Author: Hugh Cunningham
Publisher: Routledge
Published: 2016-07-01
Total Pages: 230
ISBN-13: 1317268733
DOWNLOAD EBOOKFirst published in 1980. This book is a study of what different classes of society understood by leisure and how they enjoyed it. It argues that many of the assumptions which have underlain the history of leisure are misleading, and in particular the notions that there was a vacuum in popular leisure in the early Industrial Revolution; that with industrialisation there was sharp discontinuity with the past; that cultural forms diffuse themselves only down the social scale, and that leisure helped ease class distinctions. An alternative interpretation is suggested in which popular culture can be seen as an active agent as well as a victim. This title will be of interest to students of history.
Author: Various Authors
Publisher: Routledge
Published: 2021-03-11
Total Pages: 2462
ISBN-13: 1351670166
DOWNLOAD EBOOKThe volumes in this set, originally published between 1967 and 1997, draw together research by leading academics in the area of the industrial revolution and provides an examination of related key issues. The volumes examine urban workers and the working class in the eighteenth- and nineteenth-centuries, economic growth during the industrial revolution, and the causes of the industrial revolution, with a primary focus on England. This set will be of particular interest to students of history, business and economics.
Author: Katrina Honeyman
Publisher: Routledge
Published: 2016-05-23
Total Pages: 387
ISBN-13: 1317167910
DOWNLOAD EBOOKThe purpose of this collection is to bring together representative examples of the most recent work that is taking an understanding of children and childhood in new directions. The two key overarching themes are diversity: social, economic, geographical, and cultural; and agency: the need to see children in industrial England as participants - even protagonists - in the process of historical change, not simply as passive recipients or victims. Contributors address such crucial subjects as the varied experience of work; poverty and apprenticeship; institutional care; the political voice of children; child sexual abuse; and children and education. This volume, therefore, includes some of the best, innovative work on the history of children and childhood currently being written by both younger and established scholars.
Author: Phyllis Deane
Publisher: Cambridge University Press
Published: 1979
Total Pages: 332
ISBN-13: 9780521296090
DOWNLOAD EBOOKThis book identifies the strategic changes that affected Britain from 1750-1850.
Author: Norman Gash
Publisher: Harvard University Press
Published: 1979
Total Pages: 392
ISBN-13: 9780674044913
DOWNLOAD EBOOKOne of the foremost scholars of nineteenthâe"century England, Gash has written a new interpretation of the years 1815 to 1865 that takes industrialization off center stage as the great dramatic event in national life.
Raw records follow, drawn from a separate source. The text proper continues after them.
PR #3478, opened 2023-06-07
workflow related fixes

sara4dev:
Fix workflow params to parse the keys correctly
Send few incident metadata as part of the workflow params payload
Save the workflow run reasons

### DIFF
--- a/src/dispatch/plugins/dispatch_slack/workflow.py
+++ b/src/dispatch/plugins/dispatch_slack/workflow.py
@@ -215,7 +215,7 @@ def handle_workflow_submission_event(
     named_params = []
     for i in form_data.keys():
         if i.startswith(RunWorkflowBlockIds.param_input):
-            key = i.split("-")[1]
+            key = i.split(RunWorkflowBlockIds.param_input + "-")[1]
             value = form_data[i]
             params.update({key: value})
             named_params.append({"key": key, "value": value})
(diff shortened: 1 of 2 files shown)


src/dispatch/plugins/dispatch_slack/workflow.py
```diff
@@ -215,7 +215,7 @@ def handle_workflow_submission_event(
     named_params = []
     for i in form_data.keys():
         if i.startswith(RunWorkflowBlockIds.param_input):
-            key = i.split("-")[1]
+            key = i.split(RunWorkflowBlockIds.param_input + "-")[1]
```
sara4dev, line 218: without this fix, the workflow message is sent in the key called "workflow"
After this fix, the workflow message is sent in the key called "message"

src/dispatch/plugins/dispatch_slack/workflow.py
```diff
@@ -243,6 +243,10 @@ def handle_workflow_submission_event(
         {
             "externalRef": f"{DISPATCH_UI_URL}/{instance.incident.project.organization.name}/incidents/{instance.incident.name}?project={instance.incident.project.name}",
             "workflowInstanceId": instance.id,
+            "incident_name": instance.incident.name,
```
sara4dev, line 246: Having these metadata in payload is very handy, without making any extra api calls back to dispatch.

src/dispatch/workflow/service.py
```diff
@@ -154,6 +154,9 @@ def create_instance(
         incident = incident_service.get(db_session=db_session, incident_id=instance_in.incident.id)
         instance.incident = incident
 
+    if instance_in.run_reason:
```
sara4dev, line 157: workflow "run reason" was not saved in the DB before.

wssheldon:
@sara4dev Thanks for the contribution, this looks good. Out of curiosity, what are you using for your workflow plugin?

sara4dev:
@wssheldon - we integrated with the statuspage.io to post status page updates, by invoking `dispatch-run-workflows` command from the slack.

Gash integrates other equally significant changes the postwar slump in trade and manufacturing, the unprecedented expansion of population, and the increasing urbanization. He argues that the singular ability of the industrial revolution to produce wealth and skills enabled England to cope with impending social catastrophe. Gash also reintroduces the importance of politics in explaining events, and he challenges the recent historical interpretations giving primacy to class history and class consciousness.
Author: Gary Cross
Publisher: Univ of California Press
Published: 2022-08-19
Total Pages: 344
ISBN-13: 0520372018
DOWNLOAD EBOOKThis title is part of UC Press's Voices Revived program, which commemorates University of California Press’s mission to seek out and cultivate the brightest minds and give them voice, reach, and impact. Drawing on a backlist dating to 1893, Voices Revived makes high-quality, peer-reviewed scholarship accessible once again using print-on-demand technology. This title was originally published in 1989.
Author: Taylor Peter F. Taylor
Publisher: Edinburgh University Press
Published: 2019-08-08
Total Pages: 256
ISBN-13: 1474473091
DOWNLOAD EBOOKA study of popular politics in pre-industrial Britain.